If a line in the listing carries the word "shadow", return a copy of that line.

========================

PR #4059, opened 2022-02-22
[feat] allow returning strings from shadow endpoints

benmccann:
I had some JSON serialized to disk that I was trying to return from a shadow endpoint and was surprised that I couldn't. The restriction was only documented under the "standalone endpoints" section, so I also didn't see it there for a few days until I happened across it later. Removing the unnecessary restriction should hopefully be more intuitive

### DIFF
--- a/.changeset/nasty-poems-fix.md
+++ b/.changeset/nasty-poems-fix.md
@@ -1,0 +1,5 @@
+---
+'@sveltejs/kit': patch
+---
+
+[feat] allow returning strings from shadow endpoints
--- a/documentation/docs/01-routing.md
+++ b/documentation/docs/01-routing.md
@@ -265,7 +265,7 @@ export default config;
 
 ### Standalone endpoints
 
-Most commonly, endpoints exist to provide data to the page with which they're paired. They can, however, exist separately from pages. Standalone endpoints have slightly more flexibility over the returned `body` type — in addition to objects, they can return a string or a `Uint8Array`.
+Most commonly, endpoints exist to provide data to the page with which they're paired. They can, however, exist separately from pages. Standalone endpoints have slightly more flexibility over the returned `body` type — in addition to objects, they can return a `Uint8Array`.
 
 > Support for streaming request and response bodies is [coming soon](https://github.com/sveltejs/kit/issues/3419).
 
--- a/packages/kit/src/runtime/server/endpoint.js
+++ b/packages/kit/src/runtime/server/endpoint.js
@@ -1,17 +1,12 @@
 import { to_headers } from '../../utils/http.js';
 import { hash } from '../hash.js';
-import { is_pojo, normalize_request_method } from './utils.js';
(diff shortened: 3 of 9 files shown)


Rich-Harris:
This feels like a documentation issue to me — the `JSON.parse` should happen in the endpoint, I think

benmccann:
There doesn't necessarily have to be a `JSON.parse`. E.g. if you're sending a `string` via a client-side navigation, there's no reason to parse it to a JSON object and then back to a string again.

I also think if we can just make it work it's better than making people be aware of a restriction in the documentation that they might not have seen

Conduitry:
What's the proposed change in behavior in this PR? That a `body` that's a string should be assumed to already be a stringified representation of a JSON object? I'm not sure how I feel about that. I know there's precedent for that sort of thing (like in the replace Rollup plugin, a string replacement happens literally in the JS code but all other object types are `JSON.stringify`ed first before the replacement happens) but that still feels ugly to me.

benmccann:
The behavior change is that an API endpoint should be allowed to return a string. I'm honestly surprised this is controversial. All data must be serialized to a string, so why not allow it to be returned directly? It will only be assumed to be JSON when the `accept` header specifies JSON

Rich-Harris:
*Standalone* endpoints can return a string. That's always been possible. But it strikes me as very weird that POSTing to this page would yield the props `{a: 1, b: 2}`:

```js
export function get() {
  return {
    body: '{"a":1}'
  };
}

export function post() {
  return {
    body: '{"b":2}'
  };
}
```

In any case, if we were to make it behave the same as a standalone endpoint you'd need to specify the right content type...

```diff
export function get() {
  return {
+   headers: {
+     'content-type': 'application/json',
+   }
    body: '{"a":1}'
  };
}

export function post() {
  return {
+   headers: {
+     'content-type': 'application/json',
+   }
    body: '{"b":2}'
  };
}
```

...since otherwise it will just return that JSON as `text/plain`. (`accept` headers tell the server what responses are acceptable, they don't tell it 'return whatever you were planning to return, but add this content type header'.) But it would be absurd to do that instead of this:

```diff
export function get() {
  return {
-    body: '{"a":1}'
+    body: JSON.parse('{"a":1}')
  };
}

export function post() {
  return {
-    body: '{"b":2}'
+    body: JSON.parse('{"b":2}')
  };
}
```

Page endpoints deal in POJOs. I think it's much easier and more understandable all round if we stick to that.

benmccann:
I'm going to close this. It's not a priority for me

> But it strikes me as very weird that POSTing to this page would yield the props {a: 1, b: 2}:

That would strike me as something very weird as well and if it was happening with this PR it certainly was not intentional.

> if we were to make it behave the same as a standalone endpoint you'd need to specify the right content type...

Shouldn't that be happening automatically? If you want to hit a shadow endpoint from outside the application I'd expect it to have the correct headers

========================

**RESULT**
[feat] allow returning strings from shadow endpoints
I had some JSON serialized to disk that I was trying to return from a shadow endpoint and was surprised that I couldn't. The restriction was only documented under the "standalone endpoints" section, so I also didn't see it there for a few days until I happened across it later. Removing the unnecessary restriction should hopefully be more intuitive
+[feat] allow returning strings from shadow endpoints
Shouldn't that be happening automatically? If you want to hit a shadow endpoint from outside the application I'd expect it to have the correct headers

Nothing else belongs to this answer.